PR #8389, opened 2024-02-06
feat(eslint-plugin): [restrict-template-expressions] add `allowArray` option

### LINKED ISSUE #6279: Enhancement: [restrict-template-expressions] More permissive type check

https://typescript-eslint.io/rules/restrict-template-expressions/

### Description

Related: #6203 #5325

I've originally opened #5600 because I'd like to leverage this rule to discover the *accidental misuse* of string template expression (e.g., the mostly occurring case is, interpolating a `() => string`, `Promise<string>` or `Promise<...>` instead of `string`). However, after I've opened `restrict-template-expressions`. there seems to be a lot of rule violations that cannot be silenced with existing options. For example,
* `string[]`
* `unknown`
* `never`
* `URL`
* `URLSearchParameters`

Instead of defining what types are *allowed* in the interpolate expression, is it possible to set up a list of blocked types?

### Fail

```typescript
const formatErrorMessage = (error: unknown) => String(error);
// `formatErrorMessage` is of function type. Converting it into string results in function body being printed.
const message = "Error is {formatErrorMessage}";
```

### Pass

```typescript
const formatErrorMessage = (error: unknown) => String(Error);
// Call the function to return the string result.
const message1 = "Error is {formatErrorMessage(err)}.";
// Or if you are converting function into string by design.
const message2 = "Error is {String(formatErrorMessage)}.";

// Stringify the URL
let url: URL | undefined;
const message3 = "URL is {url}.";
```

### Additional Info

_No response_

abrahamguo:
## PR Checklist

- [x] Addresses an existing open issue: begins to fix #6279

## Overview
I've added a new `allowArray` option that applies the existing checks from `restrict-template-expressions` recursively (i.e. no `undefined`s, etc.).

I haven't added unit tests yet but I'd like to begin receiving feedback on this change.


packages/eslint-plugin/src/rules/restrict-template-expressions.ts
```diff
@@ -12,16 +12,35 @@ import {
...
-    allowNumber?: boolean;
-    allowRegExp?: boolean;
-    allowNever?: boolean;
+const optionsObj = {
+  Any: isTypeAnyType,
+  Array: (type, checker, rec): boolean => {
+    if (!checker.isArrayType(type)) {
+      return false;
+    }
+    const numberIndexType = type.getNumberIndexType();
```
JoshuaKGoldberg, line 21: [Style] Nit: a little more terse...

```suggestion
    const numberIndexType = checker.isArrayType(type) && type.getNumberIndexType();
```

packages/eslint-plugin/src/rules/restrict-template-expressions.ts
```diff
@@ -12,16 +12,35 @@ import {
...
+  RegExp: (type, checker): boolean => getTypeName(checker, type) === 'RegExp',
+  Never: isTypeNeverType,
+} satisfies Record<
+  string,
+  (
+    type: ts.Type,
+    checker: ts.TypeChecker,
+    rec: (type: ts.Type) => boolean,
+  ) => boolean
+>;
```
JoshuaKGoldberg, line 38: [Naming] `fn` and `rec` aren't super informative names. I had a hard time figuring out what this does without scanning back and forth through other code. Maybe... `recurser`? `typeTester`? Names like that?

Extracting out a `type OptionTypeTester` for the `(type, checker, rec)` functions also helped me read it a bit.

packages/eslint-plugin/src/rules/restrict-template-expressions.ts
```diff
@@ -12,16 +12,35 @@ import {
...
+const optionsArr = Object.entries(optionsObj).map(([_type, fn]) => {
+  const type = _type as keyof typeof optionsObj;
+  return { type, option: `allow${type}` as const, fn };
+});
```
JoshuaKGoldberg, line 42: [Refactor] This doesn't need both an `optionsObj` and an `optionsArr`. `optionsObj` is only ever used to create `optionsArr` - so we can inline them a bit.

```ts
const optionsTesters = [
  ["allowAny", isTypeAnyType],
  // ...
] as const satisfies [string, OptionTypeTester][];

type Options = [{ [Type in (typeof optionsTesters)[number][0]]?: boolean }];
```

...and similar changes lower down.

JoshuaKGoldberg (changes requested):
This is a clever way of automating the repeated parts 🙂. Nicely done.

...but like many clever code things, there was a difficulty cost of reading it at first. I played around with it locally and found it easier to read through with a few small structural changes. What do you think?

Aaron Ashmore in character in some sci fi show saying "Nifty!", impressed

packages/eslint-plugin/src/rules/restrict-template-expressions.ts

_ _ _ _ _ _ _

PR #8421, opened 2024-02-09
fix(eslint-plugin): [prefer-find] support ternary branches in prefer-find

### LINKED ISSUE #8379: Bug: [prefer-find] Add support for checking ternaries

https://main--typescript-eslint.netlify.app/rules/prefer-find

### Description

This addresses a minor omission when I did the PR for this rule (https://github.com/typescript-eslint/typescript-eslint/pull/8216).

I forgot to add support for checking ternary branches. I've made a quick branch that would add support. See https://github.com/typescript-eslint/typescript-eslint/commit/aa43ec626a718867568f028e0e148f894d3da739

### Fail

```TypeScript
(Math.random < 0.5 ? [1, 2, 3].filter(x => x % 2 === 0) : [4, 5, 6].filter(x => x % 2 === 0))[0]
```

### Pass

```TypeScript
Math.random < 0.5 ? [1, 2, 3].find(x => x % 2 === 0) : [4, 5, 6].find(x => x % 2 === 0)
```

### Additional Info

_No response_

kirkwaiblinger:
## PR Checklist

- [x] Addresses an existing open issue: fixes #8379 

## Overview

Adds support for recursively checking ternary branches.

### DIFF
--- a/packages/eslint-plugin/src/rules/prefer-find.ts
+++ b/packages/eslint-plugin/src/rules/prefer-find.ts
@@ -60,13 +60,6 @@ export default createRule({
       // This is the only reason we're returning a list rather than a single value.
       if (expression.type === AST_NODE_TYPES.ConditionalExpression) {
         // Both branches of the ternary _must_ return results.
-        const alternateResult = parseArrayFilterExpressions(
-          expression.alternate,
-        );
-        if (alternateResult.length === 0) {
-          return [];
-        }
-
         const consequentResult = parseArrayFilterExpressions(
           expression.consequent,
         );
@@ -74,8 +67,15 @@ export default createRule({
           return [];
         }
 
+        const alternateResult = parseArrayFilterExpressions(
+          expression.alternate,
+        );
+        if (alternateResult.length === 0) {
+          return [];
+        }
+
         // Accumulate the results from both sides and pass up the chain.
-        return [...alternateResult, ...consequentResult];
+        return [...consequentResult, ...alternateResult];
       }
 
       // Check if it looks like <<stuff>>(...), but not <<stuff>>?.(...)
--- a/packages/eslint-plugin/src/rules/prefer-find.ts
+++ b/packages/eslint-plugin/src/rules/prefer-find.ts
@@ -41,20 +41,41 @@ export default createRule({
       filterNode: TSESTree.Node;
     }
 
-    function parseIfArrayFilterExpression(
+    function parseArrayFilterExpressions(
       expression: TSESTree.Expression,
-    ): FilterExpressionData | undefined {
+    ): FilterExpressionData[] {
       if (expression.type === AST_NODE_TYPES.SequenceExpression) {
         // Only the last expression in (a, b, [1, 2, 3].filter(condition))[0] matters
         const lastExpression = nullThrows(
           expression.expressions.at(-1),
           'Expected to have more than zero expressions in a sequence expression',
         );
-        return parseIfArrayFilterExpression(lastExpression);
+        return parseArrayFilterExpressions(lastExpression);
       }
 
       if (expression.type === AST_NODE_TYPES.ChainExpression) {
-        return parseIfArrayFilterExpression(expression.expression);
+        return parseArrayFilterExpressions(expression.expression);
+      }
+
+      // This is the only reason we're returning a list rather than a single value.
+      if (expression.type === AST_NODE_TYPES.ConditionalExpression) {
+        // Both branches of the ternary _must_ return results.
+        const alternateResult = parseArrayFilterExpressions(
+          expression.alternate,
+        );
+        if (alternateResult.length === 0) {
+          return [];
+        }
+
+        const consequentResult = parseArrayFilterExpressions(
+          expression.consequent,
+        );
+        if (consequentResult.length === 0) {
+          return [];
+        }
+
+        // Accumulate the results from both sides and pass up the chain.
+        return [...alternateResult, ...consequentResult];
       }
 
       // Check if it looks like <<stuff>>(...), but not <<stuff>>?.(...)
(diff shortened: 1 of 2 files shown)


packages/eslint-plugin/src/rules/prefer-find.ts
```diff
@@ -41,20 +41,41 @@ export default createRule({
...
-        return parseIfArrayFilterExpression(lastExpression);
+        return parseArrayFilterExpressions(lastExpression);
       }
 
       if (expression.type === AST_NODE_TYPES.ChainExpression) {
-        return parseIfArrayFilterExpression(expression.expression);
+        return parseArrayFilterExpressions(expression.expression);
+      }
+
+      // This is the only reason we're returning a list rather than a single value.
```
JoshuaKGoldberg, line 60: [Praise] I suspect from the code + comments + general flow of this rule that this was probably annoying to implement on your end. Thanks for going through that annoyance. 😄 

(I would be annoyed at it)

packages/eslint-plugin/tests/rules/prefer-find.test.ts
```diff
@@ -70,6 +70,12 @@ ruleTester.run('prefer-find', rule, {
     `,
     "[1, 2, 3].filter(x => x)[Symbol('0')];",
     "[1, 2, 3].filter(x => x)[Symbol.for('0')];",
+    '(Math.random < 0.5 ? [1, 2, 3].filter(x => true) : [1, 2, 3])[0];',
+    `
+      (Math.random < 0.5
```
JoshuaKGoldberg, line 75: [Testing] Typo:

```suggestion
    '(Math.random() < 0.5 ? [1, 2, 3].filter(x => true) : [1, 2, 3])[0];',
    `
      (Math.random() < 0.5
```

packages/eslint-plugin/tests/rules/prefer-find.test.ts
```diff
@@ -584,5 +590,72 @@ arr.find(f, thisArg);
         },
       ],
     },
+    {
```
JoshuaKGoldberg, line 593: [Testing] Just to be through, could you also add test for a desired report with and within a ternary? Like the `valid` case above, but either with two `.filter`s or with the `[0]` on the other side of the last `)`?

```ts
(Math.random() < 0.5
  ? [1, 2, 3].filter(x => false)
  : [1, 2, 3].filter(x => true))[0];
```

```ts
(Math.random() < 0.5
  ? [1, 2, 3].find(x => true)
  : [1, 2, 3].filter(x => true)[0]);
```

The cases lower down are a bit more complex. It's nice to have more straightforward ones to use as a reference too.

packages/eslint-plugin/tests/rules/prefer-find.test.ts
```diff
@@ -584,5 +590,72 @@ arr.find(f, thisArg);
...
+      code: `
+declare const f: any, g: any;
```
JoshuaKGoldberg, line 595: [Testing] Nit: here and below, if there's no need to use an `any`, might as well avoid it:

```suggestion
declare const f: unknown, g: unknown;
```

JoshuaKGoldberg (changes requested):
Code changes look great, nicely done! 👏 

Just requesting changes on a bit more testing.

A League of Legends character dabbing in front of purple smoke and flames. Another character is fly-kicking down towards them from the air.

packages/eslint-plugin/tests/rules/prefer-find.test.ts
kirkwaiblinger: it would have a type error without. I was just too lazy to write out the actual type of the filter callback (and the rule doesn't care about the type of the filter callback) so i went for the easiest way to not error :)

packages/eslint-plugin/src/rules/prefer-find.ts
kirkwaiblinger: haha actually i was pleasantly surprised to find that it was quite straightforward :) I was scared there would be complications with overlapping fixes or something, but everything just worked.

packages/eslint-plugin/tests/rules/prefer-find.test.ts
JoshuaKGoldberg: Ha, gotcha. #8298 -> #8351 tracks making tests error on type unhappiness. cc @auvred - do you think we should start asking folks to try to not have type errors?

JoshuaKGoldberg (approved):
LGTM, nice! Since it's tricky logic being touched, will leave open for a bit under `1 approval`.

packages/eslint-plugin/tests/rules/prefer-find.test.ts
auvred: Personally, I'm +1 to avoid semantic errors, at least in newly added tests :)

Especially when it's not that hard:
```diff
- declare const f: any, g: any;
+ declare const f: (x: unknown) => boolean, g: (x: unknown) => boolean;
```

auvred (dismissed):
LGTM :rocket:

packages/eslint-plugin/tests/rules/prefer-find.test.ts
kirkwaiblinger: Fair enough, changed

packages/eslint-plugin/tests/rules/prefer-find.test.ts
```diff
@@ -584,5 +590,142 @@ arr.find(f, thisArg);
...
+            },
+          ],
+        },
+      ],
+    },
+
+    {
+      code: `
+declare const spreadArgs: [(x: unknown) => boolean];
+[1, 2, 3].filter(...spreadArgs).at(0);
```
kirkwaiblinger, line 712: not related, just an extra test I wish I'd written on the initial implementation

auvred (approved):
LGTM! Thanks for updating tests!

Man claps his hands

_ _ _ _ _ _ _

**WHAT YOU ARE ASKED TO DO**
Lines containing the word "ternary": copy each of them from the material.

**ANSWER BELOW**
fix(eslint-plugin): [prefer-find] support ternary branches in prefer-find
I forgot to add support for checking ternary branches. I've made a quick branch that would add support. See https://github.com/typescript-eslint/typescript-eslint/commit/aa43ec626a718867568f028e0e148f894d3da739
Adds support for recursively checking ternary branches.
         // Both branches of the ternary _must_ return results.
+        // Both branches of the ternary _must_ return results.
JoshuaKGoldberg, line 593: [Testing] Just to be through, could you also add test for a desired report with and within a ternary? Like the `valid` case above, but either with two `.filter`s or with the `[0]` on the other side of the last `)`?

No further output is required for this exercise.